Big-cap biotechs Alexion Pharmaceuticals (ALXN) and Celgene (CELG) both beat third-quarter estimates and raised guidance Thursday, but their stocks headed in opposite directions.
Alexion rose 6.4%, with its shares coming from a comparatively soft Relative Strength Rating of 56. The company also announced that the Food and Drug Administration granted "breakthrough therapy" designation for its drug candidate Alxn1101, which is in early-stage testing to treat a rare genetic disease called molybdenum cofactor deficiency type A.
The FDA created the designation last year to help speed the approval of drugs that could bring a major improvement upon existing treatments for serious conditions. So far 22 other drugs have received it, including Alexion's asfotase alfa for another rare condition called hypophosphatasia.
Currently, however, Alexion's only other approved drug is Soliris, and it raked in $400.4 million in the third quarter. That's up 36% from the year-earlier quarter and about $5 million more than analysts' consensus.
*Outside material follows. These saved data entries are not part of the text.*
PR #183, opened 2024-06-13
Fix h-tag mistakenly used in VarBox header element

SjurSutterudSagen:
The header of the variablebox should not have an actual h-tag.

Change it to a p-tag with the correct styling.


MikaelNordberg (approved):
Looks good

Profit, excluding one-time items, rose 38% to 83 cents a share, beating estimates by 4 cents.
Alexion also added about $10 million to its full-year sales guidance, now $1.535 billion to $1.54 billion vs. $1.13 billion last year. It also added a few cents to its EPS guidance, now $3.02 to $3.04.
On the conference call discussing results, CEO Leonard Bell credited the continued rollout of Soliris for its second disease indication. Since 2007 it's been sold as a treatment for an ultra-rare condition called paroxysmal nocturnal hemoglobinuria (PNH), but over the last couple years it's been picking up approvals for atypical hemolytic uremic syndrome (aHUS), another very rare but serious condition.
On the call, Bell said U.S. patient uptake for aHUS is ramping faster than it did during the PNH rollout. The new indication is gaining traction in Europe and recently won approval in Japan.
Bell also said the company expects to file for approval of asfotase alpha in mid-2014, potentially ending Alexion's single-drug dependence.
Celgene's shares slid 1.3% to 157.96. It ranks No. 13 on the latest IBD 50, and on Monday hit an all-time high above 161.
Celgene said revenue rose 18% over the year-earlier quarter to $1.67 billion, about $30 million above consensus estimates. Profit rose 21% to $1.56 a share, beating estimates by 2 cents.
The company said full-year product sales are now expected to exceed the previously guided $6.2 billion, but didn't say by how much. Last year's sales totaled $5.51 billion. Celgene lifted and tightened its 2013 EPS range to $5.90-$5.95, but that was still a bit shy of analyst consensus of $5.98.
On a conference call to discuss results, JMP Securities analyst Michael King said guidance seemed conservative, given that the fourth quarter has traditionally been strong for Celgene.
Company Chief Financial Officer Jacqualyn Fouse said this year's Q4 is going to suffer from the entrance of a generic version of its Vidaza drug, a treatment for myelodysplastic syndromes (a group of bone-marrow diseases). She also said the firm is ramping up spending ahead of the expected launch of apremilast, a psoriasis treatment awaiting an FDA decision by the end of the first quarter.
Investors might also be put out that Celgene is pushing till next quarter the much-anticipated refiling of its lead drug Revlimid for a new indication in Europe, RBC Capital Markets analyst Michael Yee wrote in a research note Thursday. It's approved only as a relapse treatment for the blood cancer multiple myeloma, but the company aims to get it approved as a front-line treatment.
Yee said it "is not really clear" why the delay but says the firm's 2017 guidance of $12 billion in sales and $13-$14 in EPS is still "highly achievable."